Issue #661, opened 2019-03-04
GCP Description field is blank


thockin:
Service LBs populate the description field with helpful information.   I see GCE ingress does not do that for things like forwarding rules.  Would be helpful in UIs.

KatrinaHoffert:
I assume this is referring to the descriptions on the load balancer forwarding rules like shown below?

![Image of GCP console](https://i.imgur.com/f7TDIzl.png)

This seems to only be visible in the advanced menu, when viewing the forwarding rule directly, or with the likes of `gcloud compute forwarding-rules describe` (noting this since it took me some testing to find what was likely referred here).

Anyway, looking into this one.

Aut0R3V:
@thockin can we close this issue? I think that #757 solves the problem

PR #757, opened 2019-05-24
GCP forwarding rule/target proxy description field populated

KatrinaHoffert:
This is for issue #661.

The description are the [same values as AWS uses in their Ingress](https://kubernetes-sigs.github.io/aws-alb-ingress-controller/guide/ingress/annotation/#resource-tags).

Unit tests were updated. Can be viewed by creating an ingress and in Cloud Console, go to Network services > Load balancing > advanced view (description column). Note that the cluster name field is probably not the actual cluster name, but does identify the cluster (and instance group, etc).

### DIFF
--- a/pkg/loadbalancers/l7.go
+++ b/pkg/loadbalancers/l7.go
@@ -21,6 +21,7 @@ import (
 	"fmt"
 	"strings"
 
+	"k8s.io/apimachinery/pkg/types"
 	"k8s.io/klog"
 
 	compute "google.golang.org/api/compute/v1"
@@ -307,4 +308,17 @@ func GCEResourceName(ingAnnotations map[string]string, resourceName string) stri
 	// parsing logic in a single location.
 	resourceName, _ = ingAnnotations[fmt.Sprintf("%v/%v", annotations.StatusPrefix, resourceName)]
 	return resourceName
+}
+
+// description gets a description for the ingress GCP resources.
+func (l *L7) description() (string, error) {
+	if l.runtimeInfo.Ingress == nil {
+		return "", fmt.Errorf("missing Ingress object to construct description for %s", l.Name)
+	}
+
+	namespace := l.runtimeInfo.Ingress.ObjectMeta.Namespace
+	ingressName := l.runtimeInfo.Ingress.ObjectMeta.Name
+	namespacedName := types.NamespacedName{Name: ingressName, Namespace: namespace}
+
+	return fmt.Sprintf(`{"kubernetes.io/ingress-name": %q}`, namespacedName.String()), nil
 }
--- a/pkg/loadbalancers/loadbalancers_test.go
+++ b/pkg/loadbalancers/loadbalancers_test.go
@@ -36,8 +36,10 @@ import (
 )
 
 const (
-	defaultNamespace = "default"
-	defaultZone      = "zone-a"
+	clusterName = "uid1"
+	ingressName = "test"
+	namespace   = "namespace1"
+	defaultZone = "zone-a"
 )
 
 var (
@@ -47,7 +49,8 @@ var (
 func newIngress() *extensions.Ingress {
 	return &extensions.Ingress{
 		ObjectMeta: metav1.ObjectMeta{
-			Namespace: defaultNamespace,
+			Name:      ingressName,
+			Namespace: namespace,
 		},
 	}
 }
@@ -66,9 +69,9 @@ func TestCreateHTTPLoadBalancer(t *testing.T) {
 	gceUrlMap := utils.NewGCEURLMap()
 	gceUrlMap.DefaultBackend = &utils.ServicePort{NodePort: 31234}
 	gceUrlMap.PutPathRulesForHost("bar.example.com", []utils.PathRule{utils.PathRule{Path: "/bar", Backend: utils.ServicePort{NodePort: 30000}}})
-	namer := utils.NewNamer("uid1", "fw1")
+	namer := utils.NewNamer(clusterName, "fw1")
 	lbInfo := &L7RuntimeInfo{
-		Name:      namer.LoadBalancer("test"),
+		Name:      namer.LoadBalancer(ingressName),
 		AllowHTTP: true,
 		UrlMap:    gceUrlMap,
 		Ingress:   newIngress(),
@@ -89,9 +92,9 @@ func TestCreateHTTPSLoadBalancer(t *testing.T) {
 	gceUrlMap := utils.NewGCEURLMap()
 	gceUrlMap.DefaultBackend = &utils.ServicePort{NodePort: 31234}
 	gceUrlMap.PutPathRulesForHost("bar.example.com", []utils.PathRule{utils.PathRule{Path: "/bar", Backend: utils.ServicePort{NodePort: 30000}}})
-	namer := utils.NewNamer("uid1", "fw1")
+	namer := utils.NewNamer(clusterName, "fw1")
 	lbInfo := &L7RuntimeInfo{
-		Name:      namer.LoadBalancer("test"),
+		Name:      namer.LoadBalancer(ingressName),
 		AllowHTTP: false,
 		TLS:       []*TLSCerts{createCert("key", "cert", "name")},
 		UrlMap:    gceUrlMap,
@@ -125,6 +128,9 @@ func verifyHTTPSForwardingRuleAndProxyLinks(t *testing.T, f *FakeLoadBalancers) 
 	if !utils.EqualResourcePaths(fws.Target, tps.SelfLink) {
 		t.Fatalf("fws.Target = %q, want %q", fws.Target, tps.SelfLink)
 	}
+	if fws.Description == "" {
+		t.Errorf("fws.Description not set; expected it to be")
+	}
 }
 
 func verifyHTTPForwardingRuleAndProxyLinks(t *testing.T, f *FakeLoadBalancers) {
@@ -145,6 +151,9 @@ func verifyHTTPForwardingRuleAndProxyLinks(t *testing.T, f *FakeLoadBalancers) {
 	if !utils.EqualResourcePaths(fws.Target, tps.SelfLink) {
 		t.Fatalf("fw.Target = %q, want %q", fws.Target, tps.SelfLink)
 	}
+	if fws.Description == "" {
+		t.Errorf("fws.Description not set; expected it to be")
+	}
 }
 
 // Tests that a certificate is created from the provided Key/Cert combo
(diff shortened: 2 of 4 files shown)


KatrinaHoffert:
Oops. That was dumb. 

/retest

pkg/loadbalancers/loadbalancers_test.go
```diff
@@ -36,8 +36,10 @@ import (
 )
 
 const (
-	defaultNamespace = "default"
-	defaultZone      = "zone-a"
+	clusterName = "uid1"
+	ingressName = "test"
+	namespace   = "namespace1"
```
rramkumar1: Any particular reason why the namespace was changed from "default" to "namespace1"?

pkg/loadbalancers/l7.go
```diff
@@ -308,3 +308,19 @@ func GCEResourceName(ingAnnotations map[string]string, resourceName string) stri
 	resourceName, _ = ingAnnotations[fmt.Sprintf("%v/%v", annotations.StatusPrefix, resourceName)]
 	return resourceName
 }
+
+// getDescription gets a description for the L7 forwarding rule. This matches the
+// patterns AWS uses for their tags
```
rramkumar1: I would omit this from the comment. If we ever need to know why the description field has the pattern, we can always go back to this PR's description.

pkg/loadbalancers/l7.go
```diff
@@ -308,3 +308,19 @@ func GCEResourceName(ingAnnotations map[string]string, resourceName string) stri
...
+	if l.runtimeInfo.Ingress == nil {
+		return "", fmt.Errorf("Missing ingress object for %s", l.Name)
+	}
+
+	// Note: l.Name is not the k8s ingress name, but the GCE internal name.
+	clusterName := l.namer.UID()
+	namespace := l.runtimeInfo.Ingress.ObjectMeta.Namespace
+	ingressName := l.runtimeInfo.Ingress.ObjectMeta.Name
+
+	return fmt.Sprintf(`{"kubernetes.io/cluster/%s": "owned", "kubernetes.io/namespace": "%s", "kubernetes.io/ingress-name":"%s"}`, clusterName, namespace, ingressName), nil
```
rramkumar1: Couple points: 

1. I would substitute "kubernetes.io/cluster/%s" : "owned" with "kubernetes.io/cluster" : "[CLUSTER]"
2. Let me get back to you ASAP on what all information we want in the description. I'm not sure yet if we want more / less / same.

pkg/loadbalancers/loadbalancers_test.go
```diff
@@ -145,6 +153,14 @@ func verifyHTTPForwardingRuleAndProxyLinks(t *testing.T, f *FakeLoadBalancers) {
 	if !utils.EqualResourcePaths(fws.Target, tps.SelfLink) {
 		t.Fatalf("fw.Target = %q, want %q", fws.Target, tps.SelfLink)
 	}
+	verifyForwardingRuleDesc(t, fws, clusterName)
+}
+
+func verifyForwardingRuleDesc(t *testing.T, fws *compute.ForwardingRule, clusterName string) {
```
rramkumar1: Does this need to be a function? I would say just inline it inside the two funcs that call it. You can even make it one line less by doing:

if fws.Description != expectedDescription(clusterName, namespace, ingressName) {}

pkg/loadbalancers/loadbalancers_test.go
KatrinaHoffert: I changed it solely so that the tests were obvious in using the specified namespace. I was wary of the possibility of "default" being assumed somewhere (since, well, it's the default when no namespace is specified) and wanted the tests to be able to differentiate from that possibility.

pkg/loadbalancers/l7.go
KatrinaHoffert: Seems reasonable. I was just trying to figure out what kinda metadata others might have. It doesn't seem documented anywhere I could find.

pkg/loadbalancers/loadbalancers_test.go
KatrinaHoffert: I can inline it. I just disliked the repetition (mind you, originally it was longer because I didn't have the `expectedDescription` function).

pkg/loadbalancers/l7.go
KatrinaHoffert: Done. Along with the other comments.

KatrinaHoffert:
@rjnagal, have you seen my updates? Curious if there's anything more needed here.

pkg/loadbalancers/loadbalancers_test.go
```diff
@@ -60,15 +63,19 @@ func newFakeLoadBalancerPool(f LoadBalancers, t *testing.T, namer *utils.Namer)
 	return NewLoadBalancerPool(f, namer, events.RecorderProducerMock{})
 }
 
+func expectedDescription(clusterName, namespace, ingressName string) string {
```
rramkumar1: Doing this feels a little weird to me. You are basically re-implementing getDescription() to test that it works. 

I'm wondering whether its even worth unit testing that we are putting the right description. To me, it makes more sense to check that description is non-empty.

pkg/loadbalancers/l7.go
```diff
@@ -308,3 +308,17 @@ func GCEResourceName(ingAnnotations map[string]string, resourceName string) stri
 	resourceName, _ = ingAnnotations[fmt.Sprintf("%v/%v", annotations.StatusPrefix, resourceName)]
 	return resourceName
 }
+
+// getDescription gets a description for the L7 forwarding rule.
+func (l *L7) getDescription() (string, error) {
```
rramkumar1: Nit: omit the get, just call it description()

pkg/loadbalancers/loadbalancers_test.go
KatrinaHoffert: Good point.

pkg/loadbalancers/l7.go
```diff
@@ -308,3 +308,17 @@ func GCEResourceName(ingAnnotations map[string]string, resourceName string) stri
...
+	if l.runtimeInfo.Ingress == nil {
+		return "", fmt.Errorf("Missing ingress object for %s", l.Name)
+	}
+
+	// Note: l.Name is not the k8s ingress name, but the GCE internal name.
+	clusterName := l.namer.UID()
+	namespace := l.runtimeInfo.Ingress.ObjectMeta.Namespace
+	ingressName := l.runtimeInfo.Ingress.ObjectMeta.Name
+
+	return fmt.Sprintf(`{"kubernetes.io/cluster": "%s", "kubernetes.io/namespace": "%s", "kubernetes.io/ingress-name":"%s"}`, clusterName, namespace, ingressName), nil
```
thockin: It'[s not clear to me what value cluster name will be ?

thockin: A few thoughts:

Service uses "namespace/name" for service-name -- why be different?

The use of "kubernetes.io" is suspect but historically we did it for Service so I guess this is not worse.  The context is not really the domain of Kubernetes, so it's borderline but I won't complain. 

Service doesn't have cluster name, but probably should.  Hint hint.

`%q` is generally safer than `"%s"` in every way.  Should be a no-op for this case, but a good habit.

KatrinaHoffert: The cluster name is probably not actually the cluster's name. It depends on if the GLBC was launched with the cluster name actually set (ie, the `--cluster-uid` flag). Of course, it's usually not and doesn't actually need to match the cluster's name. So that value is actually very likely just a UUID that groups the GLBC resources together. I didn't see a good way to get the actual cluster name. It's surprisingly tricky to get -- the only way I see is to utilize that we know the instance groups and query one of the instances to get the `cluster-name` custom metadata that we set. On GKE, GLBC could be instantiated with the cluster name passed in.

··········

Show all lines in the entries above where the word "resources" appears.

+// description gets a description for the ingress GCP resources.
KatrinaHoffert: The cluster name is probably not actually the cluster's name. It depends on if the GLBC was launched with the cluster name actually set (ie, the `--cluster-uid` flag). Of course, it's usually not and doesn't actually need to match the cluster's name. So that value is actually very likely just a UUID that groups the GLBC resources together. I didn't see a good way to get the actual cluster name. It's surprisingly tricky to get -- the only way I see is to utilize that we know the instance groups and query one of the instances to get the `cluster-name` custom metadata that we set. On GKE, GLBC could be instantiated with the cluster name passed in.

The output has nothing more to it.